Saved entries:
= = = = =
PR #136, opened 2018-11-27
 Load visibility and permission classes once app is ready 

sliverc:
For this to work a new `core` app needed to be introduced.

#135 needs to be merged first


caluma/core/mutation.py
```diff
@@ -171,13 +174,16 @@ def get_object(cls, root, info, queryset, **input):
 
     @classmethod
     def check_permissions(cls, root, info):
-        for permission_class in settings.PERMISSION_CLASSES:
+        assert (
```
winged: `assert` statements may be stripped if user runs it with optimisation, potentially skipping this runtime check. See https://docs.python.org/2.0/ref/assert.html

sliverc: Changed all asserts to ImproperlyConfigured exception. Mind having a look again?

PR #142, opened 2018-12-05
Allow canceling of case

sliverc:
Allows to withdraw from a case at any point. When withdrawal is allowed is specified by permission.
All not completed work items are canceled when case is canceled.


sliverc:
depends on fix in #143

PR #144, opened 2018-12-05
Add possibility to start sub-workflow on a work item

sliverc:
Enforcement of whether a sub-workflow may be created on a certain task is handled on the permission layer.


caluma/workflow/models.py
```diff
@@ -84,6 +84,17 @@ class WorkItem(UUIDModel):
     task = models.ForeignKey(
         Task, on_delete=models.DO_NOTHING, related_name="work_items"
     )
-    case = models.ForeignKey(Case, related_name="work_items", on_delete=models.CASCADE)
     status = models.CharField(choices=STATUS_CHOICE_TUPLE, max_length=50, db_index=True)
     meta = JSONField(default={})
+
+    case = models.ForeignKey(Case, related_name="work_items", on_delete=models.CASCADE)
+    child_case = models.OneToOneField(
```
= = = = =
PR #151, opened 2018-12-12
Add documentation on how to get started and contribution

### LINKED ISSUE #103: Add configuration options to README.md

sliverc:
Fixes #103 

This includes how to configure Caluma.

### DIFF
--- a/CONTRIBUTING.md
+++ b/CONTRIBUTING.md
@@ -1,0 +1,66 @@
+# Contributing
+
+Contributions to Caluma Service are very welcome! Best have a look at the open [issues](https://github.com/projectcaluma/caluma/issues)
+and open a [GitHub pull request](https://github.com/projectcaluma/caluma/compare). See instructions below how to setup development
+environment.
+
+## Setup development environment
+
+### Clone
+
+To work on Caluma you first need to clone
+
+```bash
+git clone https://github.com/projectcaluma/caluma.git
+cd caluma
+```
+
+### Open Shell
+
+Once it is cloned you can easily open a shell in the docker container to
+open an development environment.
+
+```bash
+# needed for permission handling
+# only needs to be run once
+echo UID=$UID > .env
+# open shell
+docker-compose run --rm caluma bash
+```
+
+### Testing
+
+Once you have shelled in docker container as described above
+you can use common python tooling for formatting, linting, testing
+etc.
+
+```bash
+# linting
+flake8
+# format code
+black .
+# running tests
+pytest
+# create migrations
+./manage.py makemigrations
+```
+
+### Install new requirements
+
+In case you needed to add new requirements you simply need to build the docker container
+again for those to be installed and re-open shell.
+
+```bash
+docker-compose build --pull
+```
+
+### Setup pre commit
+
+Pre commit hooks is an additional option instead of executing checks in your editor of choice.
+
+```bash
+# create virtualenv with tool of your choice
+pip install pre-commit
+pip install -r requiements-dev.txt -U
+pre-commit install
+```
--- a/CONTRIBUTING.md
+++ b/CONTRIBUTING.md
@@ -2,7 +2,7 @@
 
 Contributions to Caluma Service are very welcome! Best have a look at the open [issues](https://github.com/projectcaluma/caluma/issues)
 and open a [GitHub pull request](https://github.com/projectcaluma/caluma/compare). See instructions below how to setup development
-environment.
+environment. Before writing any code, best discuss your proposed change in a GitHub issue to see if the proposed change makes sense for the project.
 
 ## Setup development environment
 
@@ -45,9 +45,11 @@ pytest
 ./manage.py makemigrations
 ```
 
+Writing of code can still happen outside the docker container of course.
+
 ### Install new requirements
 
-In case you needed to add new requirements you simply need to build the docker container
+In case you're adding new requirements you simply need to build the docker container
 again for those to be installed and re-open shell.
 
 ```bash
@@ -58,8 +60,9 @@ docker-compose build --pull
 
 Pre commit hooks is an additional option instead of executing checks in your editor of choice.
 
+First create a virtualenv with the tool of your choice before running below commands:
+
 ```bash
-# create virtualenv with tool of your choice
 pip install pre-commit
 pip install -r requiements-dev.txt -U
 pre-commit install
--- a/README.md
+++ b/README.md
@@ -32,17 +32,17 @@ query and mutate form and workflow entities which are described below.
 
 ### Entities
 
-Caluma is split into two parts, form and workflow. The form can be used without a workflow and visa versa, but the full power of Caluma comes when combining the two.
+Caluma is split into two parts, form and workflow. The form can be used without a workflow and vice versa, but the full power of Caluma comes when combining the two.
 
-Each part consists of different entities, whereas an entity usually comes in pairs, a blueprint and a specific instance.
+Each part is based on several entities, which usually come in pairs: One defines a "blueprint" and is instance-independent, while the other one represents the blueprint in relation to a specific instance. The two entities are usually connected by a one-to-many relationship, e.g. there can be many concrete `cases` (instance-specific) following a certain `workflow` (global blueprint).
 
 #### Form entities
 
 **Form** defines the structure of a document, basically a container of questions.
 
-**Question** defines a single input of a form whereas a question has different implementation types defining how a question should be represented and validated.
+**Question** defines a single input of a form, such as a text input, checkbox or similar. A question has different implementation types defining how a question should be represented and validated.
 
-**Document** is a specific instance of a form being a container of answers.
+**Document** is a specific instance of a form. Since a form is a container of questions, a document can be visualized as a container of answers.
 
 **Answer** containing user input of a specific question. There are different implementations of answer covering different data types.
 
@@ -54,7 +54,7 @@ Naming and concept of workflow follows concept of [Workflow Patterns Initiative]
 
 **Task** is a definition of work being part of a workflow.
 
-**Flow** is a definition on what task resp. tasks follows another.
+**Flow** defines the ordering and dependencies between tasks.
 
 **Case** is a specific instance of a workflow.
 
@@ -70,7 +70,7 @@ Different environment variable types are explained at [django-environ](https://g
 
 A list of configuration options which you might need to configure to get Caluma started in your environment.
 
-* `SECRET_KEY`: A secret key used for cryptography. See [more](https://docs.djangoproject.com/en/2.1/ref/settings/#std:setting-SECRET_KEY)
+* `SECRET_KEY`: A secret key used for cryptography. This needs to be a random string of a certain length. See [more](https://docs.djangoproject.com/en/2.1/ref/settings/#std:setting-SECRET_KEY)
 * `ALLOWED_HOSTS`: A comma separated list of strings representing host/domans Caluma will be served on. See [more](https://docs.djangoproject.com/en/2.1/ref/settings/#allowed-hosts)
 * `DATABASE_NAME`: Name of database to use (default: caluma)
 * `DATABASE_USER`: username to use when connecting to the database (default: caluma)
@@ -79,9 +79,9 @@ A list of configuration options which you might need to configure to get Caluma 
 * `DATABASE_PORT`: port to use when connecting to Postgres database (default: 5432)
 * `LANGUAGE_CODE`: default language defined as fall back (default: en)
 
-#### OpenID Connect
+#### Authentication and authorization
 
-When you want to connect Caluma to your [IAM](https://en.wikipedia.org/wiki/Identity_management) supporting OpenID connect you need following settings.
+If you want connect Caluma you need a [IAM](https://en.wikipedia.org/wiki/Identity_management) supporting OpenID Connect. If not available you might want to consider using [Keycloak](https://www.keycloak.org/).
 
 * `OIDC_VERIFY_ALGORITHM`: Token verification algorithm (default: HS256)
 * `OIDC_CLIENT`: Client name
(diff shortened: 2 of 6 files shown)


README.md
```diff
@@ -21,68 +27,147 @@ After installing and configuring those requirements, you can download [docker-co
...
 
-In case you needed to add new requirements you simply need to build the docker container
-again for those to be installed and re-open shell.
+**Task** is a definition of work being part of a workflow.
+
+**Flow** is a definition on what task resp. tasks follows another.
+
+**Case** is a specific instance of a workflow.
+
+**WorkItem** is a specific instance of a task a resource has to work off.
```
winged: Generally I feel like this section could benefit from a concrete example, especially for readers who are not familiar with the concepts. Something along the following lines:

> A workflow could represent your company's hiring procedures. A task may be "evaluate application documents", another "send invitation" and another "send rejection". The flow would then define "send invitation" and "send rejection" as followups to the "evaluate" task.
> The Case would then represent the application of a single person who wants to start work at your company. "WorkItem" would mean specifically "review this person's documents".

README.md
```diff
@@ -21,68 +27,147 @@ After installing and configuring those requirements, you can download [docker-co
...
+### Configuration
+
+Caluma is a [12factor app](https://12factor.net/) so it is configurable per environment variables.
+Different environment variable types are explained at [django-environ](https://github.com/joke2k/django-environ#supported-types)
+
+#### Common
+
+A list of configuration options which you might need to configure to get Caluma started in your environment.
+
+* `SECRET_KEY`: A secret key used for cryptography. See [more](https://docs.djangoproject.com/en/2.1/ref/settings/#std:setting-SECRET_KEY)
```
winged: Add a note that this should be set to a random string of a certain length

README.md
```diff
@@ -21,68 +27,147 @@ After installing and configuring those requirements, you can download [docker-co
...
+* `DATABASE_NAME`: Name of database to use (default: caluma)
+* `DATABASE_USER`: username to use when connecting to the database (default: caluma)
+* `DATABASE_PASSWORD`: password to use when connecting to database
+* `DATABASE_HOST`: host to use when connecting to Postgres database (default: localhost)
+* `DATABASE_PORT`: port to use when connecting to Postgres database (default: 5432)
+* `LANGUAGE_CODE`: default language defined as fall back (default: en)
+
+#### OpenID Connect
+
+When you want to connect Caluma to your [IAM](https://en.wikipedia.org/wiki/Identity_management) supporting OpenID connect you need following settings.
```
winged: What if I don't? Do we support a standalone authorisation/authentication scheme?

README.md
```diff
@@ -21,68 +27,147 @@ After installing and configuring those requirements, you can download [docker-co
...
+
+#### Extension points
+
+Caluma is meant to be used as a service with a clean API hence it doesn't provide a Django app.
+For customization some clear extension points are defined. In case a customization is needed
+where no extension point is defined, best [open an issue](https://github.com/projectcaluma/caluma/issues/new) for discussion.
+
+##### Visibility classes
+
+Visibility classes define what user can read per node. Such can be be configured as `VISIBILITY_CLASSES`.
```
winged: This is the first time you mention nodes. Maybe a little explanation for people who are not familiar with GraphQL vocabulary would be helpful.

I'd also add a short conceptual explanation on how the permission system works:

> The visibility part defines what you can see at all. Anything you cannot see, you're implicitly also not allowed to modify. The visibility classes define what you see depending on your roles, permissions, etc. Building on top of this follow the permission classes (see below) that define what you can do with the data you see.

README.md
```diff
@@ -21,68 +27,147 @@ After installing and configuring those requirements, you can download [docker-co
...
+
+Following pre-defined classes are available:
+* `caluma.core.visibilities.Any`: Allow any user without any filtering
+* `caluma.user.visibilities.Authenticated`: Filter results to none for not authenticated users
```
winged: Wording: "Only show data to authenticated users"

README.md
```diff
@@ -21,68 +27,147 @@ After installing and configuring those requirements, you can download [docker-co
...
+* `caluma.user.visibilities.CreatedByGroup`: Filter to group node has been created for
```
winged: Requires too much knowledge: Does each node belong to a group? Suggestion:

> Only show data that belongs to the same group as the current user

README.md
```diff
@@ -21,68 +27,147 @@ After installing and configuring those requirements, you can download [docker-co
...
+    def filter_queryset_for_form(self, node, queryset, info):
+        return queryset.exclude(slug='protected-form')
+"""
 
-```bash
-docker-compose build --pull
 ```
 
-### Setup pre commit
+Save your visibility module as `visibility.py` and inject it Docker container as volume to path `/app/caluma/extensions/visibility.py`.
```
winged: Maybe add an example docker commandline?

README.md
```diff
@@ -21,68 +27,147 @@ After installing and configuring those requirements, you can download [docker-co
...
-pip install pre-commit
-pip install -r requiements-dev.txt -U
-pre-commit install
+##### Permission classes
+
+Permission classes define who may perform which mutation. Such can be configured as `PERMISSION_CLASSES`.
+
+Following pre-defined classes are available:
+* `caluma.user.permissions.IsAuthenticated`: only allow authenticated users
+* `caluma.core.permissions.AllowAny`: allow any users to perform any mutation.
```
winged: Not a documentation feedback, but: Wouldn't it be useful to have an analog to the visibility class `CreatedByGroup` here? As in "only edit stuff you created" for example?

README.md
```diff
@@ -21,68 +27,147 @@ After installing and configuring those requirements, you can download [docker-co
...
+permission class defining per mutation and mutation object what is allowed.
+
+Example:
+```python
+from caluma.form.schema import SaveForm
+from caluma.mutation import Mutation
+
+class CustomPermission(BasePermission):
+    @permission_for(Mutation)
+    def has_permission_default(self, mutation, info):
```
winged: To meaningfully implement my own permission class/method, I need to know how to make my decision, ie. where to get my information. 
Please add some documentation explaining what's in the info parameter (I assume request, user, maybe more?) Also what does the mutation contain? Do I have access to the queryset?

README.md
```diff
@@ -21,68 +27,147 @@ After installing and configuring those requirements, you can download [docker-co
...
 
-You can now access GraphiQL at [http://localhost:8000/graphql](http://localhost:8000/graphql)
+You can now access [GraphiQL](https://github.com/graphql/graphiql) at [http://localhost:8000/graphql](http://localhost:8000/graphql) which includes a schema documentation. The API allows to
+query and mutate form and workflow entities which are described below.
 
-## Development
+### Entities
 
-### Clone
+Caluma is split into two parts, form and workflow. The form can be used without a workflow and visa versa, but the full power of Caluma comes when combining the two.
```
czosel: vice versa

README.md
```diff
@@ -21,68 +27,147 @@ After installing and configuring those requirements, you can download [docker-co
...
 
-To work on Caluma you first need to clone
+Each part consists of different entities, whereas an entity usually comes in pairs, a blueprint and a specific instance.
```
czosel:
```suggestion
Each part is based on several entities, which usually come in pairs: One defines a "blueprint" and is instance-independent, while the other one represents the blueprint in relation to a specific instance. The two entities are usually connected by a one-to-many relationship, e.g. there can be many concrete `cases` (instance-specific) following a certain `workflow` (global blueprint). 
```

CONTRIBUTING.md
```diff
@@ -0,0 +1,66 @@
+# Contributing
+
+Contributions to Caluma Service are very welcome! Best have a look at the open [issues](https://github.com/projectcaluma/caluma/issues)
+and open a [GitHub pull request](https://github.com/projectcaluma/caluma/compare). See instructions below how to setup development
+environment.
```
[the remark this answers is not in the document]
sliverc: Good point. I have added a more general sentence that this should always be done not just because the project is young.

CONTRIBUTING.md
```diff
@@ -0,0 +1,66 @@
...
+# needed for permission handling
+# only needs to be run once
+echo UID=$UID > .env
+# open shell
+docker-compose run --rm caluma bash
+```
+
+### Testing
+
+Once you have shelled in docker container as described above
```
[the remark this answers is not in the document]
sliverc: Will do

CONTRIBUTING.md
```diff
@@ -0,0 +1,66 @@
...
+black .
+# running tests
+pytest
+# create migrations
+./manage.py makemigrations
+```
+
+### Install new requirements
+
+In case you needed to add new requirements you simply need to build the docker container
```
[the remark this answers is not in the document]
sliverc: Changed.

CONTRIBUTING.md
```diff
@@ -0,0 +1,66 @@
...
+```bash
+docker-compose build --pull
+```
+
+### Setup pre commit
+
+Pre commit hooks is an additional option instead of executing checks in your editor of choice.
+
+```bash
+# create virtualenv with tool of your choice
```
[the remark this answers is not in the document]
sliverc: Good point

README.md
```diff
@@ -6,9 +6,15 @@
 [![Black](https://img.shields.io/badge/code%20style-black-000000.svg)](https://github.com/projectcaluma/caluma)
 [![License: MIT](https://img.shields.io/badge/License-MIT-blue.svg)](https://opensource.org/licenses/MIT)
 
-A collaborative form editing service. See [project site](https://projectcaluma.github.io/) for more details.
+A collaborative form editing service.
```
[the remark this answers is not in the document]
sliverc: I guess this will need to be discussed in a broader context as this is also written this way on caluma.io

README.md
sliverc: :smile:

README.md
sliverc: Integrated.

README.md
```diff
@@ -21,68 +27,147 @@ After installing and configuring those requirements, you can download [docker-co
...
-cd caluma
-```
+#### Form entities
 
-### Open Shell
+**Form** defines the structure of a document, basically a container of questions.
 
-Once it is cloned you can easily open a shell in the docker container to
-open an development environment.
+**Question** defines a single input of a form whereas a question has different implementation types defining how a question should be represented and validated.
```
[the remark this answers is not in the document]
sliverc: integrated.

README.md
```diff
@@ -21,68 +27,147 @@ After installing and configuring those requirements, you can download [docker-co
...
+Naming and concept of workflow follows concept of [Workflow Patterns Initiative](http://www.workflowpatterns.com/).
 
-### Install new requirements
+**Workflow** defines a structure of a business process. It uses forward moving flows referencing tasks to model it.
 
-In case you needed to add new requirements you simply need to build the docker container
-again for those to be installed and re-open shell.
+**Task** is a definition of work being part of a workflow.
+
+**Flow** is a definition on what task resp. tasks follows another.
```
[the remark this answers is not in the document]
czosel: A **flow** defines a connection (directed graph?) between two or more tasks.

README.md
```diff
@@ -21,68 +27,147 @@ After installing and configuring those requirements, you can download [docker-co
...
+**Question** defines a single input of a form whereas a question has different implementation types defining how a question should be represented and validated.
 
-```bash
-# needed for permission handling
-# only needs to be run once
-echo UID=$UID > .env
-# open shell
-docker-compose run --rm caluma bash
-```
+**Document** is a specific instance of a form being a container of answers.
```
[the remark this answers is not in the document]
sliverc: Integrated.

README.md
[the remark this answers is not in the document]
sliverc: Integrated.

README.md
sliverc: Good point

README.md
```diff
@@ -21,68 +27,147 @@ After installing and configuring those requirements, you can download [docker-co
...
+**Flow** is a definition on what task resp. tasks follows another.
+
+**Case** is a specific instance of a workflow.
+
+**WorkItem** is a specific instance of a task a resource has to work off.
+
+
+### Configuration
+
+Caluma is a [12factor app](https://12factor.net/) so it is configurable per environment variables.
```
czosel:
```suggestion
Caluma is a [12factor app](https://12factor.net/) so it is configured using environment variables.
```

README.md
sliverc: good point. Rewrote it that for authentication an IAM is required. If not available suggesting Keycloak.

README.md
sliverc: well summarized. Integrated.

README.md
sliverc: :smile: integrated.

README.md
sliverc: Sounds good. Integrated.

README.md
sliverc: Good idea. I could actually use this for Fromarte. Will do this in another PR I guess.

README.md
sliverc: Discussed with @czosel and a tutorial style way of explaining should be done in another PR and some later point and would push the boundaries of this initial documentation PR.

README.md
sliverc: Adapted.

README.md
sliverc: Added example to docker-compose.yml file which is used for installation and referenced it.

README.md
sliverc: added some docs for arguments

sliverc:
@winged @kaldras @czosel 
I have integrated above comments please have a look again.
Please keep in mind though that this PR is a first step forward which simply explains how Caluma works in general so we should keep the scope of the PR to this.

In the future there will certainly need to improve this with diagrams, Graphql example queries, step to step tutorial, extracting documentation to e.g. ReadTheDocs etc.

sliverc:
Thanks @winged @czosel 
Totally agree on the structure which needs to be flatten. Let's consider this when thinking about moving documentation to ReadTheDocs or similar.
= = = = =
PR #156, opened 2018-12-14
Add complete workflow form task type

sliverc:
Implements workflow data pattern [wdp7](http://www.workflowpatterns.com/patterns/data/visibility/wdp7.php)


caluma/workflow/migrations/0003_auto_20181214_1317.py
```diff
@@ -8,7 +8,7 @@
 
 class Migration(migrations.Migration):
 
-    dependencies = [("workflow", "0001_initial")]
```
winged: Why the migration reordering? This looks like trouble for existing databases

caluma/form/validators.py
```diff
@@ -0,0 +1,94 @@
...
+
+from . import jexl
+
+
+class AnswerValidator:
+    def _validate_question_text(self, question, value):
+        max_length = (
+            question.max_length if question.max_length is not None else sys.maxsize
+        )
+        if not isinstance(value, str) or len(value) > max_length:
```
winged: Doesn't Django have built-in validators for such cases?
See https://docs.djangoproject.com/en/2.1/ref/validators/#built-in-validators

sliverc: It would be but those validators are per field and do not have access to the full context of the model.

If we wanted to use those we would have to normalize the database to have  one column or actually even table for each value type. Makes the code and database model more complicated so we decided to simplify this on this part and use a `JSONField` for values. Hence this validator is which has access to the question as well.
= = = = =
» **Problem details**
Which lines in the records above hold the string "single"? Copy each of them.

» **Result of the exercise**
-**Question** defines a single input of a form whereas a question has different implementation types defining how a question should be represented and validated.
+**Question** defines a single input of a form, such as a text input, checkbox or similar. A question has different implementation types defining how a question should be represented and validated.
> The Case would then represent the application of a single person who wants to start work at your company. "WorkItem" would mean specifically "review this person's documents".
+**Question** defines a single input of a form whereas a question has different implementation types defining how a question should be represented and validated.
+**Question** defines a single input of a form whereas a question has different implementation types defining how a question should be represented and validated.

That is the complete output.